## What is required
How many lines in the records below contain the word "behaviour"? Reply with the number alone.

## The records
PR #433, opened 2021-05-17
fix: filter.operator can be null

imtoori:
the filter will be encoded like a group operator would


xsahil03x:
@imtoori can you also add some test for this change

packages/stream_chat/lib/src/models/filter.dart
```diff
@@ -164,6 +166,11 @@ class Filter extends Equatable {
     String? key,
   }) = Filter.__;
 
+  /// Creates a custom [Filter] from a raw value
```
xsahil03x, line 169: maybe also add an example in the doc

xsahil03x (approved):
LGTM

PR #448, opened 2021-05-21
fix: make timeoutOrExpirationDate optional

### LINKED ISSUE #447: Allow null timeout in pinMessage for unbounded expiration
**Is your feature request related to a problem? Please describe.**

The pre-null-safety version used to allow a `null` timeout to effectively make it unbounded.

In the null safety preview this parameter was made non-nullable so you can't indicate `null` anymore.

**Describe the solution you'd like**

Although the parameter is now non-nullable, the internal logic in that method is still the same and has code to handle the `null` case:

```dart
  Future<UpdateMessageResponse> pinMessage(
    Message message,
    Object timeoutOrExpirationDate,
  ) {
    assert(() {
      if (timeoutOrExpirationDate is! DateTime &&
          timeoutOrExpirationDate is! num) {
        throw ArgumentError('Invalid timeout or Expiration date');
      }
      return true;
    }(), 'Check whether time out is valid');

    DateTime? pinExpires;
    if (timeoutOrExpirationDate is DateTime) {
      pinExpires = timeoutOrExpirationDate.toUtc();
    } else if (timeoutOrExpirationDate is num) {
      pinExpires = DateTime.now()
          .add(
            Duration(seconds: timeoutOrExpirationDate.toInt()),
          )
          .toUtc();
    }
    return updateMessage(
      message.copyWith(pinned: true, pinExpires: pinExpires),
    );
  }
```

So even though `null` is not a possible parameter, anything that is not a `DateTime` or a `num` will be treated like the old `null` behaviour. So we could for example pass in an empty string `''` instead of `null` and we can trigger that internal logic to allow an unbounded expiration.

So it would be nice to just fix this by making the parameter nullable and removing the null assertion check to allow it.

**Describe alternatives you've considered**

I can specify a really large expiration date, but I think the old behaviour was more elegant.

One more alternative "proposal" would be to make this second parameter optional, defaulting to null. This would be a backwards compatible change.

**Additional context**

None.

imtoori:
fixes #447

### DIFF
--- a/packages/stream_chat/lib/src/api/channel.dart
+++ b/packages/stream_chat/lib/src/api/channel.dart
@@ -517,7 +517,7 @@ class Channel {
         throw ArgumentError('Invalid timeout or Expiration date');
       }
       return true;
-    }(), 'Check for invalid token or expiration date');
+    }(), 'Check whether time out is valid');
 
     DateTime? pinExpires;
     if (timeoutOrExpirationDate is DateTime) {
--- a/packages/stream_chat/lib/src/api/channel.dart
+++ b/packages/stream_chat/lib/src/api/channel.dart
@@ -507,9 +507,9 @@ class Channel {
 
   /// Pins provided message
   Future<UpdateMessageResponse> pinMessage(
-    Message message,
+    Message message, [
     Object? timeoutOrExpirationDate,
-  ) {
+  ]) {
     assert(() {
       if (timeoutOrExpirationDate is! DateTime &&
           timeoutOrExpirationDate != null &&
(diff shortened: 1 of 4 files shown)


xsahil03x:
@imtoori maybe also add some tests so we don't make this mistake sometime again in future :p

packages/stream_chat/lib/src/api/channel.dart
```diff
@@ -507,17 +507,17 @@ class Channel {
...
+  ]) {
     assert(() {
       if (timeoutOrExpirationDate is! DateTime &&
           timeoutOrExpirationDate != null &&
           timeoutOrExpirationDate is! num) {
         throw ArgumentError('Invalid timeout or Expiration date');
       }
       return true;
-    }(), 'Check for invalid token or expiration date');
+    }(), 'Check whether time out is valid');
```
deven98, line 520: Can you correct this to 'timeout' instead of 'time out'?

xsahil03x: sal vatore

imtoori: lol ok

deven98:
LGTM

==

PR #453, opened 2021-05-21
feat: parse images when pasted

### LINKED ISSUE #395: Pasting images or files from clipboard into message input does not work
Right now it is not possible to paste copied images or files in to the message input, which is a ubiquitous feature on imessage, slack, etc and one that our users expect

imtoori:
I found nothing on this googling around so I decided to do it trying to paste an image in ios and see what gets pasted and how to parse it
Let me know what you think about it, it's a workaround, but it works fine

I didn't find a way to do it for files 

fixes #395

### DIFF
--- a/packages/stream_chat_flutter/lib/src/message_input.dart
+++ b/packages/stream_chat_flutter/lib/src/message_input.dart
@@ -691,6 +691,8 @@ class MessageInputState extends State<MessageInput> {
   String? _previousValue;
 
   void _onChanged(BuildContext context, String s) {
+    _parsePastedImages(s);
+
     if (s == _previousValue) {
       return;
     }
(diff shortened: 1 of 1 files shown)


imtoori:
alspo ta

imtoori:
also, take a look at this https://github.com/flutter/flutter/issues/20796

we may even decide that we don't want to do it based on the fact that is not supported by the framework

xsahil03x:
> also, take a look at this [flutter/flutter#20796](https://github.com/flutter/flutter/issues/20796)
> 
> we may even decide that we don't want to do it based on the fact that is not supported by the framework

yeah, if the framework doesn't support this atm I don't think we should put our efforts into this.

==

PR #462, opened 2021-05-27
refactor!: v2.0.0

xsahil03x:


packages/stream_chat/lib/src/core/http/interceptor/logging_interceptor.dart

## Task solution
2